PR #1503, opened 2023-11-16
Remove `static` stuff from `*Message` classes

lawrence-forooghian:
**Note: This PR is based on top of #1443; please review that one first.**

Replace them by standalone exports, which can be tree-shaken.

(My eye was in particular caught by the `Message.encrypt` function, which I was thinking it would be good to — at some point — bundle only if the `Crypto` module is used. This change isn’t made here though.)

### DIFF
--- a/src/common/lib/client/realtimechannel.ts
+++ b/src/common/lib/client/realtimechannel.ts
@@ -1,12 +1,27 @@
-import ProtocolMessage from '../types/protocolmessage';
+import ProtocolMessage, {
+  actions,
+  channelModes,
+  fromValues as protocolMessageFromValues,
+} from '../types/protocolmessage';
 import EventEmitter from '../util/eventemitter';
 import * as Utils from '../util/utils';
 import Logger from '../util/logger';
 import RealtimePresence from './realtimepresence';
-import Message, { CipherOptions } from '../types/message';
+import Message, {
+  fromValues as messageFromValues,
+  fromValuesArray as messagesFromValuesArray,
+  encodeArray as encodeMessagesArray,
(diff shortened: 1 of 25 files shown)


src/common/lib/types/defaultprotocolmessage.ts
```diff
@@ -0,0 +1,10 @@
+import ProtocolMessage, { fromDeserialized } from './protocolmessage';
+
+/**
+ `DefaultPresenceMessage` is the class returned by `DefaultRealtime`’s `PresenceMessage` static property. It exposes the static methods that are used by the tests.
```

──────────────────────────────

Exercise description
Verbatim and in full, return the listing above.

Exercise output
PR #1503, opened 2023-11-16
Remove `static` stuff from `*Message` classes

lawrence-forooghian:
**Note: This PR is based on top of #1443; please review that one first.**

Replace them by standalone exports, which can be tree-shaken.

(My eye was in particular caught by the `Message.encrypt` function, which I was thinking it would be good to — at some point — bundle only if the `Crypto` module is used. This change isn’t made here though.)

### DIFF
--- a/src/common/lib/client/realtimechannel.ts
+++ b/src/common/lib/client/realtimechannel.ts
@@ -1,12 +1,27 @@
-import ProtocolMessage from '../types/protocolmessage';
+import ProtocolMessage, {
+  actions,
+  channelModes,
+  fromValues as protocolMessageFromValues,
+} from '../types/protocolmessage';
 import EventEmitter from '../util/eventemitter';
 import * as Utils from '../util/utils';
 import Logger from '../util/logger';
 import RealtimePresence from './realtimepresence';
-import Message, { CipherOptions } from '../types/message';
+import Message, {
+  fromValues as messageFromValues,
+  fromValuesArray as messagesFromValuesArray,
+  encodeArray as encodeMessagesArray,
(diff shortened: 1 of 25 files shown)


src/common/lib/types/defaultprotocolmessage.ts
```diff
@@ -0,0 +1,10 @@
+import ProtocolMessage, { fromDeserialized } from './protocolmessage';
+
+/**
+ `DefaultPresenceMessage` is the class returned by `DefaultRealtime`’s `PresenceMessage` static property. It exposes the static methods that are used by the tests.
```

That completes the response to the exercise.